CONSIDERATION 7: This gap is stronger when 'is company';

import matplotlib.pyplot as plt
import statsmodels.formula.api as fsm
model = fsm.logit(formula = 'is_canceled ~ log_lead_time : reservation_type * is_agent * high_season', data = df_hotel)
fit = model.fit()
fit.summary()
df_hotel['pred_cancel'] = fit.predict()

fig,ax = plt.subplots(1,2, figsize = (16,8))
sns.scatterplot(data = df_hotel, x = 'lead_time', y = 'pred_cancel', hue = 'is_agent', size = 'high_season', ax = ax[0])
sns.scatterplot(data = df_hotel, x = 'log_lead_time', y = 'pred_cancel', hue = 'is_agent', size = 'high_season', ax = ax[1])
Optimization terminated successfully.
         Current function value: 0.601806
         Iterations 7

png

CONSIDERATION 1: After 10 days, when the book is done by an agent, it's more probable to cancel than when it's not booked by an agent.

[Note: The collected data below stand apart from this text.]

PR #2501, opened 2026-07-07
fix(cli): guard against Instant subtraction overflow in `dora topic hz`

phil-opp:
## Issue

`HzStats::record` (`binaries/cli/src/command/topic/hz.rs`) computed the sliding-window cutoff with `now - self.window_duration`, which panics with *"overflow when subtracting duration from instant"* whenever the window exceeds the current monotonic-clock value.

`--window` accepts any `usize` (only `0` is rejected by `parse_window`), so:

```
dora topic hz --duration 5 --window 100000000000 <topic>
```

aborts on the first sampled message. In one-shot (`--duration`) mode `record` runs on the main thread, so the whole command crashes with a backtrace; in the interactive TUI it panics the spawned sampler thread silently, leaving the stats table frozen — a confusing partial failure.

The sibling `topic/info.rs` already guards this exact class with `Instant::checked_sub`; `hz.rs` was not given the same treatment.

## Fix

- `record`: use `now.checked_sub(self.window_duration)` and treat a cutoff that predates the monotonic epoch as "keep everything" (nothing to evict), mirroring `info.rs`.
- The TUI frame loop's `now - sub_window` is guarded the same way and hoisted out of the per-topic loop (it is loop-invariant). `sub_window` is a fixed 1 s so it is only reachable within the first second of uptime, but it is the same class of bug.

## Validation

- New regression test `record_does_not_overflow_on_huge_window` (records with a `usize::MAX` window without panic).
- `cargo fmt`, `cargo clippy -D warnings`, and the full `dora-cli` test suite (241 tests) pass.

Note: PR #2469 also touches `hz.rs` but only hardens lock-poisoning in `run_hz_oneshot`/`intervals_ms`; it does not touch this overflow. The changes are in disjoint functions.

---

---


phil-opp:

No issues found.

- ✅ `HzStats::record` uses `checked_sub` and returns early when the cutoff predates the monotonic epoch, so no timestamps are evicted — consistent with keeping everything in the window.
- ✅ The TUI loop in `run_hz` hoists `now.checked_sub(sub_window)` out of the per-topic loop; `cutoff.is_some_and(|c| t < c)` correctly never breaks when the cutoff is `None`, counting all timestamps.
- ✅ Matches the existing guard in `topic/info.rs`; regression test exercises `usize::MAX` window without panic.

---

phil-opp:
Duplicate of #2613

PR #2502, opened 2026-07-07
fix(mavlink2-bridge): increment the MAVLink sequence number per frame

phil-opp:
## Issue

Every outbound frame from the MAVLink bridge node (`binaries/mavlink2-bridge-node/src/main.rs`) was transmitted with `sequence: 0`. The `MavHeader` was built once with `sequence: 0` and reused unchanged for both the `REQUEST_DATA_STREAM` setup message and every command sent by `handle_input`. `MavConnection::send` serializes the header verbatim, so the sequence field never advanced.

The MAVLink sequence field is meant to increment per transmitted frame (wrapping at 255) so receivers can compute link drop-rate / detect lost packets (e.g. `SYS_STATUS.drop_rate_comm`, radio-link statistics). A constant `0` makes loss detection impossible and is non-conformant with the protocol.

## Fix

- Add a shared `AtomicU8` sequence counter and a `next_header` helper that stamps each frame with the next value (`fetch_add`, wraps 255→0) before it is sent, preserving the configured `system_id`/`component_id`.
- Thread the counter through `handle_input` and `attempt_data_stream_request`.

`Ordering::Relaxed` is sufficient: the counter is only touched from the single-threaded event loop (the reader thread never sends).

## Validation

- New regression test `next_header_increments_and_wraps_sequence` (increment `0,1,2`; id fields preserved; wraps `255→0`).
- `cargo fmt`, `cargo clippy -D warnings`, and the full `dora-mavlink2-bridge-node` test suite pass.

---

---

### DIFF
--- a/binaries/mavlink2-bridge-node/src/main.rs
+++ b/binaries/mavlink2-bridge-node/src/main.rs
@@ -73,7 +73,7 @@ use serde::Deserialize;
 use std::{
     sync::{
         Arc,
-        atomic::{AtomicBool, Ordering},
+        atomic::{AtomicBool, AtomicU8, Ordering},
     },
     time::{Duration, Instant},
 };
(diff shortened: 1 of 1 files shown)


phil-opp:

No issues found.

- ✅ `next_header` uses `fetch_add(1, Relaxed)`, which returns the prior value, so sequences run 0, 1, 2, … as the test asserts.
- ✅ `AtomicU8::fetch_add` wraps 255 → 0 without panicking, matching the wraparound test.
- ✅ Both MAVLink `conn.send` call sites (`handle_input` and `attempt_data_stream_request`) are switched to `next_header`; no other send path keeps the constant-0 header. `Relaxed` ordering is adequate for a monotonic frame counter.

---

We can plot a ROC curve to check the performance of a classification model at all classification thresholds,
considering the trade-off between sensitivity (True Positive Rate) and specificity (True Negative Rate).

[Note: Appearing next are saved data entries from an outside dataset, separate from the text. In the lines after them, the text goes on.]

PR #37, opened 2017-06-18
many new features

lostella:
Work in progress **DO NOT FORK/MERGE**

This PR contains several additions in many parts of the package. Although very rich, this PR is **almost fully backward compatible** (only one function, `FirmThreshold` has been removed from the library: all the rest are additions).

Need before merging:
- [x] Verify coverage and add missing tests.

Follows a summary of the major/minor changes.

**Major updates**

1. Added several predicates `is_xxx` to inspect properties of functions, see [ProximalOperators.jl](https://github.com/kul-forbes/ProximalOperators.jl/blob/gradient/src/ProximalOperators.jl#L94) to see how their default value is set: each one of them is then specialized in the appropriate source file for each function type. Their name is supposed to be self-explanatory, but I will add comments/documentation on this.
1. Added `gradient!` and `gradient` for the functions `f` having `is_smooth(f) = true`. It makes sense to me to also offer the gradient operation when possible. Why not?
1. Added `Quadratic`, see [here](https://github.com/kul-forbes/ProximalOperators.jl/blob/gradient/src/functions/quadratic.jl): this represents general quadratic functions given their Hessian and linear term. The `prox!` operation is implemented both directly as we do for `LeastSquares`, but also iteratively using a custom CG method: this can be found [here](https://github.com/kul-forbes/ProximalOperators.jl/blob/gradient/src/utilities/cg.jl) and we could use it for `LeastSquares` as well, however it is very basic and we may think of relying on some better implementation.
1. Added `Linear`, see [here](https://github.com/kul-forbes/ProximalOperators.jl/blob/gradient/src/functions/linear.jl): pretty self-explanatory.
1. Removed `FirmThreshold`: we lacked a rigorous definition of what the function was. We can always reintroduce it but with a proper name maybe, instead of the name of the proximal mapping (this it what "firm threshold" sounds like).
1. Added `MoreauEnvelope`, see [here](https://github.com/kul-forbes/ProximalOperators.jl/blob/gradient/src/calculus/moreauEnvelope.jl). This only offers the `gradient!` operation. However, `MoreauEnvelope(f)` is smooth only when `is_convex(f) == true`.
1. Added `Precompose`, see [here](https://github.com/kul-forbes/ProximalOperators.jl/blob/gradient/src/calculus/precompose.jl): this is a tentative to complete/generalize what was there already with `PrecomposeDiagonal`, addressing #15.
1. Added `Translate`, see [here](https://github.com/kul-forbes/ProximalOperators.jl/blob/gradient/src/calculus/translate.jl).
1. Added **documentation** using Documenter.jl. This can be found in the docs/ folder: when this PR is merged I will add to the `gh-pages` branch what gets produced in the build/ folder, so for the documentation to appear online. I tried to organize what this package offers in a nice way, but of course it's only a first tentative and can surely be improved. For example: I didn't type at all the docstrings for readability purposes, and preferred instead to explain the nature of parameters in the text.
1. Related to the above point: updated many **docstrings**. It is very nice to put them in a way such that they automatically produce LaTeX formulas through Documenter.jl. However this may affect what they look like in the REPL.

**Minor updates**

1. Moved `DistL2` and `SqrDistL2` to the calculus rules folder.
1. Added credits to @mfalt! If you don't like this or need to customize it, please feel free to change it!
1. Added robust PCA example in the demos/ folder. It is also in the tests (and because of this tests take a bit longer to complete). I took this from Parikh and Boyd, "Proximal Algorithms".
1. I added the code for `Epicompose`, another calculus rule, [here](https://github.com/kul-forbes/ProximalOperators.jl/blob/gradient/src/calculus/epicompose.jl): this is not included yet, as it is still a work in progress. Will complete it.


mfalt:
Credits looks good, thanks!
I have my own implementation of `cg!` that I implemented this week, we can compare to that and see if we did something different.
I like that you have both direct and indirect solve for Quadratic, but maybe that should be an abstract type instead? The same could be done for `IndAffine`, I think I have working code for that. I will look through the code as soon as I have time, interesting changes!
The only thing i reacted to so far is `cg!(y, f.Q + I/gamma, x/gamma - f.q)`. This seems like it could be quite inefficient since it needs to allocate and compute a new matrix for every `prox!` call. I can see two options, either represent `f.Q + I/gamma` as a new type, and define `A_mul_B!` for it, or store `f.Q + I/gamma` in a specific `QuadraticIterative` type.

lostella:
Could be a different abstract type QuadraticIterative, yes, and I also like very much the idea of storing `Q + I/gamma` in a new type implementing `A_mul_B!`. Anyway this PR will stay there for a few days at least because I see coverage is pretty bad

from sklearn.metrics import f1_score

threshold_list = np.linspace(0.05, 0.95, 200)

f1_list = []
for threshold in threshold_list:
    pred_label = np.where(df_hotel['pred_cancel'] < threshold, 0, 1)
    f1 = f1_score(df_hotel['is_canceled'], pred_label)
    f1_list.append(f1)
    
df_f1 = pd.DataFrame({'threshold':threshold_list, 'f1_score': f1_list})
df_f1[df_f1['f1_score'] == max(df_f1['f1_score'])]
bt = df_f1[df_f1['f1_score'] == max(df_f1['f1_score'])]['threshold'].values[0]
f1 = df_f1[df_f1['f1_score'] == max(df_f1['f1_score'])]['f1_score'].values[0]
title = "Best Threshold: " + str(round(bt, 2)) + " w/ F-1: " + str(round(f1, 2))
sns.lineplot(data=df_f1, x='threshold', y='f1_score').set_title(title)
Text(0.5, 1.0, 'Best Threshold: 0.26 w/ F-1: 0.6')

png

F-1 score finds the best spot between Precision and Recall and it's reasonable to use with binary classification or balanced multiclass data.
Most of the times our business problem determines if we should privilege Precision or Recall, but F-1 score is a good generalization to compare the performance of the models.
We can check and set the best threshold for our model so we can improve our desired score.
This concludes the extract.